Nash drapes his arm over the back of his chair, not bothering to look at Koa. Here’s his chance to get even for Koa’s swipe at his face, but I hope he doesn’t take it. “You hear twenty, auctioneer.”

Breaths are drawn in. I can feel my face flaring like a new lightbulb.

Broadbean pulls at his suspenders. “Good gravy. How about twenty-one?”

I shoot Koa a warning look, one that begs him not to part with another hard-earned dime, for he will lose this cockfight; a look that promises to make him a whole battalion of badly stitched hankies if he really needs one.

Koa ignores me. His eyes have turned black. “Thirty.”

Nash twists back all the way now. “You sure you have enough in those pockets of yours?” he asks in a voice dripping with sarcasm.

“Why don’t you come check them?” Koa shoots back.
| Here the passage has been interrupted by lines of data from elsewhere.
PR #73, opened 2015-12-30
Feature/better sql testing support

hixi:
Part of geometalab/osmaxx#334

* refactoring to enable easier testing (later on).
* removed all shell scripts and replaced with python equivalents

Bug fix:
* set the DEFAULT_TIMEOUT to one day, which seems to be the upper limit of a queue, override can only lower that number (though this is undocumented in those libraries).

_Accidentally_ closes geometalab/osmaxx#354

Reviewed by:

- [x] @das-g 

Please be aware, that there are no tests; if the direction is good, I'll add them at a later point.


conversion_service/converters/gis_converter/extract/statistics/statistics.py
```diff
@@ -0,0 +1,261 @@
+from converters.gis_converter.extract.statistics.osm_groups import BOUNDARIES, SETTLEMENTS, LANDUSES, MILITARY_AREAS, \
+    MISC_LINES, NATURAL_AREAS, NATURAL_POIS, HIGHWAY_RAILWAY_TYPES, PLACES_OF_WORSHIP, PUBLIC_POIS, RECYCLING_POIS, \
+    EDUCTATION_POIS, HEALTH_POIS, LEISURE_POIS, CATERING_POIS, ACCOMODATION_IN_POIS, ACCOMODATION_OUT_POIS, SHOP_POIS, \
+    VENDING_POIS, MONEY_POIS, TOURISM_POIS, DESTINATION_POIS, MISC_POIS, SPORT, MAN_MADE, HISTORIC, AMENITY, \
+    RAILWAY_TYPES, ROAD_TYPES, ROUNDABOUT_TYPES, ROUTE_TYPES, TRAFFIC_AREA_TYPES, TRAFFIC_POINTS_TYPES, \
+    TRANSPORT_AREAS_TYPES, UTILITY_AREA_TYPES, UTILITY_POINTS_TYPES, UTILITY_LINES_TYPES, PIPELINE, WATER_AREA_TYPES, \
+    WATER_POINT_TYPES, WATER_LINE_TYPES
```
das-g: How about
```python
from converters.gis_converter.extract.statistics.osm_groups import *
```
, here?

hixi: might be a good idea, even though `*` imports are usually not good - this might just be the exception to confirm that rule ;-)

conversion_service/converters/converter_settings.py
```diff
@@ -11,3 +11,10 @@
 
 if hasattr(settings, 'OSMAXX_CONVERSION_SERVICE'):
     OSMAXX_CONVERSION_SERVICE.update(settings.OSMAXX_CONVERSION_SERVICE)
+
+# internal values, can't be overridden but are kept centralized
```
das-g: What does "can't be overridden" mean here?

- Can they be changed by editing the following lines?
- Must something be kept in sync if the following lines are edited? If so, what?
- Are calls to `OSMAXX_CONVERSION_SERVICE.update()` elsewhere than here (e.g. in test `setUp()` methods) without effect?

hixi: They do not follow the same principle as the other configuration values, that you can override in the config/local.py etc. If these lines are changed, the sql scripts most likely won't work anymore, but they _might_.
They just moved from (AFAIK) 3 places to here, so they are not hard-coded in the scripts anymore.

conversion_service/converters/garmin_converter/to_garmin.py
```diff
@@ -57,9 +61,9 @@ def _produce_garmin(self, config_file_path, workdir, out_dir):
             config
         )
 
-    def _zip_and_move(self, workdir):
+    def _create_zip(self, workdir):
```
das-g: Argument `workdir` should probably be renamed. Not quite sure to what, though.

hixi: why? what's the issue yout seeing with `workdir`?

conversion_service/converters/converter_settings.py
das-g: :white_check_mark: less confusing with da8d2b4

& thanks for the explanation &mdash; this is good to know.

conversion_service/converters/garmin_converter/to_garmin.py
das-g: `workdir` reminds of the UNIX concept of 'current working dir'. This argument isn't nessesarily the current working dir. (It might be, but it shouldn't matter as far as I can see.)

Maybe just call it `dir`?

hixi: `dir` is a [keyword](https://docs.python.org/3/library/functions.html#dir) in python.

conversion_service/converters/gis_converter/bootstrap/bootstrap.py
```diff
@@ -1,10 +1,100 @@
...
+            '--tag-transform-script', self._style_path,
+            '--number-processes', '8',
+            '--username', postgres_user,
+            '--hstore-all',
+            '--input-reader', 'pbf',
+            self._pbf_file_path,
+        ]
+
+        if self._limit_ram_usage:
+            osm_2_pgsql_command.insert(2, '--slim')
```
das-g: Magic number `2`. Also, this looks somewhat fragile. Should `'--slim'` be inserted after `'--create'` or before `'--extra-attributes'`? (Same effect currently, but `osm_2_pgsql_command` could change.)

Dunno if something like this would be better:
```python
        if self._limit_ram_usage:
             insert_pos = osm_2_pgsql_command.index('--extra-attributes')
             osm_2_pgsql_command.insert(insert_pos, '--slim') 
```

hixi: I just positioned this at the same place as before, I like the explicitness of your proposition, but for me personally, I find the magic number intuitive enough.

conversion_service/converters/gis_converter/bootstrap/bootstrap.py
```diff
@@ -1,10 +1,100 @@
...
+
+        subprocess.check_call(osm_2_pgsql_command)
+
+    def _setup_db_functions(self):
+        create_function_sql_path = os.path.join(self._script_base_dir, 'sql', 'create_functions.sql')
+        sql = open(create_function_sql_path, "r").read()
```
das-g: The file descriptor will be closed when the return value of `open()` is garbage-collected. This can be immediately after this line (as the fd isn't being assigned to anything, but only used to call `read()` on it) or any time later.

To force immediate closing, consider using a `with` statement.

conversion_service/converters/gis_converter/bootstrap/bootstrap.py
```diff
@@ -1,10 +1,100 @@
...
+        self._postgres.execute_psql(sql)
```
das-g: Why not use `sql_file_path=` instead of reading the script into python's memory? That way, we'd never hold a file descriptor.

conversion_service/converters/gis_converter/bootstrap/bootstrap.py
```diff
@@ -1,10 +1,100 @@
...
+
+    def _harmonize_database(self):
+        cleanup_sql_path = os.path.join(self._script_base_dir, 'sql', 'sweeping_data.sql')
+        sql = open(cleanup_sql_path, "r").read()
```
das-g: As above: The file descriptor will be closed when the return value of `open()` is garbage-collected. This can be immediately after this line (as the fd isn't being assigned to anything, but only used to call `read()` on it) or any time later.

To force immediate closing, consider using a `with` statement.

conversion_service/converters/gis_converter/bootstrap/bootstrap.py
```diff
@@ -1,10 +1,100 @@
...
+        self._postgres.execute_psql(sql)
```
das-g: As above: Why not use `sql_file_path=` instead of reading the script into python's memory? That way, we'd never hold a file descriptor.

conversion_service/converters/gis_converter/helper/postgres_wrapper.py
```diff
@@ -0,0 +1,82 @@
...
+    def execute_raw(self, sql, connection=None, autocommit=False, fetch_result=True):
+        if connection is None:
+            connection = self._get_connection()
+        if autocommit:
+            connection.set_isolation_level(psycopg2.extensions.ISOLATION_LEVEL_AUTOCOMMIT)
+        cursor = connection.cursor()
+        cursor.execute(sql)
+        return cursor
+
+    def execute_psql(self, sql=None, sql_file_path=None, extra_args=None):
```
das-g: Consider making two public functions for this, with simpler signatures and contracts:
- `execute_psql_command(self, sql_string_or_single_psql_backslash_command, extra_args=None)`
- `execute_psql_script(self, psql_script_file_path, extra_args=None)`

conversion_service/converters/gis_converter/bootstrap/sql/filter/address.sql
```diff
@@ -130,6 +130,7 @@ select
   addr_interpolate(line_id, addr_street, interpolation_type, first_housenr, last_housenr, line_geom)
 from addr_interpolated
 limit 1 \g ./tmp/FORCE_CONTINUE.txt;
+-- last line: limit 1 \g ./tmp/FORCE_CONTINUE.txt; -> what does that do?
```
das-g: This `SELECT` might have a long-ish output, which might cause `psql` to display it using a paging tool (e.g. `more` or `less`) that would not return without user interaction (typing 'q' for the mentioned pagers). To not make the script dependent on user input, the output is redirected to some file.

Why the `SELECT` is made at all, I don't know. Maybe `addr_interpolate(...)` has a side effect? @sfkeller: Can you shed some light on this?

conversion_service/converters/gis_converter/bootstrap/sql/filter/drop_and_recreate.sql
```diff
@@ -31,6 +31,8 @@ DROP VIEW if exists view_osmaxx.water_p;
 DROP VIEW if exists view_osmaxx.water_a;
 DROP VIEW if exists view_osmaxx.water_l;
 
+DROP SCHEMA IF EXISTS view_osmaxx;
+
 -- DROP SCHEMA IF EXISTS osmaxx;
```
das-g: This commented-out code is now obsolete, I guess, as you drop the SCHEMA below?

conversion_service/converters/gis_converter/bootstrap/sql/filter/drop_and_recreate.sql
```diff
@@ -61,3 +63,9 @@ DROP TABLE if exists osmaxx.utility_l;
 DROP TABLE if exists osmaxx.water_p;
 DROP TABLE if exists osmaxx.water_a;
 DROP TABLE if exists osmaxx.water_l;
+
+DROP SCHEMA IF EXISTS osmaxx;
```
das-g: If you drop the SCHEMA, anyway, don't bother about dropping its TABLEs above.

conversion_service/converters/gis_converter/bootstrap/sql/filter/drop_and_recreate.sql
```diff
@@ -31,6 +31,8 @@ DROP VIEW if exists view_osmaxx.water_p;
 DROP VIEW if exists view_osmaxx.water_a;
 DROP VIEW if exists view_osmaxx.water_l;
 
+DROP SCHEMA IF EXISTS view_osmaxx;
```
das-g: If you drop the SCHEMA, anyway, don't bother about dropping its TABLEs above.

conversion_service/converters/gis_converter/extract/db_to_format/extract.py
```diff
@@ -0,0 +1,54 @@
...
+
+    to_format_options = FORMATS[to_format]
+    extraction_options = to_format_options['extraction_options']
+    ogr_name = to_format_options['ogr_name']
+    extension = to_format_options['extension']
+
+    output_path = os.path.join(output_dir, base_filename + extension)
+
+    ogr2ogr_command = [
+        'ogr2ogr', '-f', '{0}'.format(ogr_name), output_path,
```
das-g: `'{0}'.format(ogr_name)` should be the same as `str(ogr_name)` or (assuming it already is a string) simply `ogr_name`, shouldn't it?

conversion_service/converters/gis_converter/extract/statistics/statistics.py
das-g: Maybe in combination with a decent `__all__`, so that we don't get the `COMMON_...` constants?

conversion_service/converters/gis_converter/extract/statistics/osm_groups.py
```diff
@@ -0,0 +1,44 @@
...
+TRAFFIC_POINTS_TYPES = 'general_traffic traffic_signals mini_roundabout stop crossing level_crossing speed_camera motorway_junction turning_circle ford street_lamp barrier entrance gate bollard lift_gate stile cycle_barrier fence toll_booth block kissing_gate cattle_grid traffic_calming hump bump table chicane cushion fuel services parking surface multi-storey underground bicycle'.split()
+TRANSPORT_AREAS_TYPES = 'railway_station railway_halt bus_stop bus_station taxi_stand airport runway helipad ferry_terminal aerialway_station aeroway aerialway stop_position taxiway apron'.split()
+UTILITY_AREA_TYPES = 'tower station nuclear solar fossil hydro wind substation transformer water_works wastewater_plant power'.split()
+UTILITY_POINTS_TYPES = UTILITY_AREA_TYPES + 'pole'.split()
+UTILITY_LINES_TYPES = 'line minor_line cable minor_cable power'.split()
+PIPELINE = 'pipeline'.split()
+COMMON_WATER_TYPES = 'water spring riverbank slipway marina pier dam weir reservoir_covered waterway'.split()
+WATER_AREA_TYPES = COMMON_WATER_TYPES
+WATER_POINT_TYPES = COMMON_WATER_TYPES + 'waterfall lock_gate'.split()
+WATER_LINE_TYPES = 'river stream canal drain waterway'.split()
```
das-g: I wonder whether these should be sets instead of lists.

Also, should we put this into some YAML file or something, maybe?

conversion_service/converters/gis_converter/extract/statistics/statistics.py
```diff
@@ -0,0 +1,261 @@
...
+from converters.gis_converter.helper.default_postgres import get_default_postgres_wrapper
+
+
+def gather_statistics(outfile):
+    out_file = open(outfile, 'w')
+    all_stats = Statistics().gather_all()
+    for stat in all_stats:
+        print(';'.join(stat), file=out_file)
+    out_file.close()
```
das-g: consider using a `with`-statement

conversion_service/converters/gis_converter/extract/statistics/statistics.py
```diff
@@ -0,0 +1,261 @@
...
+    VENDING_POIS, MONEY_POIS, TOURISM_POIS, DESTINATION_POIS, MISC_POIS, SPORT, MAN_MADE, HISTORIC, AMENITY, \
+    RAILWAY_TYPES, ROAD_TYPES, ROUNDABOUT_TYPES, ROUTE_TYPES, TRAFFIC_AREA_TYPES, TRAFFIC_POINTS_TYPES, \
+    TRANSPORT_AREAS_TYPES, UTILITY_AREA_TYPES, UTILITY_POINTS_TYPES, UTILITY_LINES_TYPES, PIPELINE, WATER_AREA_TYPES, \
+    WATER_POINT_TYPES, WATER_LINE_TYPES
+from converters.gis_converter.helper.default_postgres import get_default_postgres_wrapper
+
+
+def gather_statistics(outfile):
+    out_file = open(outfile, 'w')
+    all_stats = Statistics().gather_all()
```
das-g: Does it make sense to have file open during the gathering already? (Maybe so we make sure we only gather statistics if we have somewhere to write them?)

conversion_service/converters/gis_converter/extract/statistics/statistics.py
```diff
@@ -0,0 +1,261 @@
...
+    for stat in all_stats:
+        print(';'.join(stat), file=out_file)
```
das-g: Consider using Pythons [CSV API](https://docs.python.org/3/library/csv.html).

conversion_service/converters/gis_converter/bootstrap/bootstrap.py
hixi: IIRC I did this after trying to get some useful information out of the stack trace; if loaded into memory, debugging is easier. But in these cases, this might not warrant the overhead.

conversion_service/converters/gis_converter/bootstrap/sql/filter/drop_and_recreate.sql
hixi: I think this was meant as a comment to what happens below, so I left it. But removing seems very sensible to me.

conversion_service/converters/gis_converter/extract/statistics/statistics.py
```diff
@@ -0,0 +1,261 @@
...
+                [
+                    element,
+                    '{}'.format(
+                        self._retrieve_statistic(table_name, where_clause_type=where_clause_type, **clause_kwargs)
+                    )
+                ]
+            )
+        query_results = sorted(query_results, key=lambda t: t[1], reverse=True)
+        if label:
+            [item.insert(0, label) for item in query_results]  # in place label addition
```
das-g: If you aren't going to use the resulting list, use a for-loop instead of a list comprehension.

conversion_service/converters/gis_converter/extract/statistics/osm_groups.py
hixi: YAML to the win - would be a good idea, but maybe rather at a later time (creating an issue for this?)

conversion_service/converters/gis_converter/extract/statistics/statistics.py
hixi: yes, this was the idea. Gathering can take very long, so if we can't write the file, it doesn't do unnecessary work.

conversion_service/converters/gis_converter/extract/statistics/osm_groups.py
das-g: > would be a good idea, but maybe rather at a later time

:+1:

:white_check_mark: issue filed: #75

conversion_service/converters/gis_converter/bootstrap/bootstrap.py
hixi: This isn't true when using `execute_psql` of course, so no reason to keep reading the files into memory at this point.

conversion_service/converters/gis_converter/helper/postgres_wrapper.py
```diff
@@ -0,0 +1,88 @@
...
+        return self._connection_parameters['dbname']
+
+    def get_user(self):
+        return self._connection_parameters['user']
+
+    def _get_connection(self, connection_parameters=None):
+        if connection_parameters is None:
+            connection_parameters = self._connection_parameters
+            psycopg2.connect(**connection_parameters)
+        return psycopg2.connect(**connection_parameters)
```
das-g: Why connect twice if no `connection_parameters` are passed?

conversion_service/converters/gis_converter/extract/statistics/statistics.py
```diff
@@ -0,0 +1,258 @@
...
+from converters.gis_converter.extract.statistics.osm_groups import *  # noqa: ignore * import
+from converters.gis_converter.helper.default_postgres import get_default_postgres_wrapper
+
+
+def gather_statistics(outfile):
+    with open(outfile, 'w') as out_file:
+        csv_writer = csv.writer(out_file, delimiter=';')
+        all_stats = Statistics().gather_all()
+        for stat in all_stats:
+            csv_writer.writerow(stat)
```
das-g: How about using [`csv_writer.writerows(all_stats)`](https://docs.python.org/3/library/csv.html#csv.csvwriter.writerows) and get rid of the explicit loop?

conversion_service/converters/gis_converter/extract/statistics/statistics.py
das-g: :white_check_mark: good idea, keep that order

conversion_service/converters/garmin_converter/to_garmin.py
das-g: :white_check_mark: `data_dir` is good. I see you already switched to that in e05c296.

conversion_service/converters/gis_converter/extract/statistics/statistics.py
das-g: :white_check_mark: done in 52830e8def85904aab308efcf662ad36dfd6197a

conversion_service/converters/gis_converter/bootstrap/bootstrap.py
das-g: :white_check_mark: I see you switched to my suggestion with da9eb4db9572c8a527b9e74a28022444ba08d6e2

conversion_service/converters/gis_converter/helper/postgres_wrapper.py
das-g: :white_check_mark: done with b90762f2325b5d624640906df02a60be00077bae, fixed a typo in 13074706db4af06bd6183465791fd3ea3c61102f

conversion_service/converters/gis_converter/helper/postgres_wrapper.py
hixi: oops...

das-g:
:+1: Good work!

And direction is good, too, as far as I can tell.

Feel free to merge once https://github.com/geometalab/osmaxx-conversion-service/pull/73#discussion_r48947248 and https://github.com/geometalab/osmaxx-conversion-service/pull/73#discussion_r48948490 are considered.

The room has become a field of jackrabbits, sitting up, ears perked. Mr. Zephyr has scooted his chair away from Nash, a frown twitching his mustachio.

Nash smiles. “A hundred.”

“Accepted—thank you, generous bidders,” I say, though my voice is lost in the exclamations. I fight the urge to go tie Nash and Koa’s rooster combs into a knot. Prosper watches the feud with a surprised, almost wry expression.

“A hundred and one,” says Koa.

Broadbean holds up his expressive hands. “Well now, before we go any further, Banker would like to see what you’re bidding with.”

Nash silkily pulls his billfold from his jacket and fans his folded bills between his thumb and finger.

Broadbean rubs his hands together. “I see we came prepared. What about you, Koa?”

Without looking at me, Koa reaches around his neck and pulls out the flat gold nugget that belonged to his father. It gleams even from across the room, like a Chinook salmon surfacing on a sunlit day.

I hear gasps, maybe my own. How could he give up a keepsake like that so easily? He already took his shot.

I have crumpled the hankie in my fist and am tempted to go punch him.

“Two hundred dollars, and I hope that settles that,” booms a voice from the door to the big house.

A gent with the figure of a knife and a taut beer belly stands in the doorway.

Silvery hair helmets his head, and pointed shoulders are double tent poles for his loose jacket.

A weighty fulcrum of a nose balances blue-gray eyes.

“Well met, Gotty!” cries Mr. Tavernish.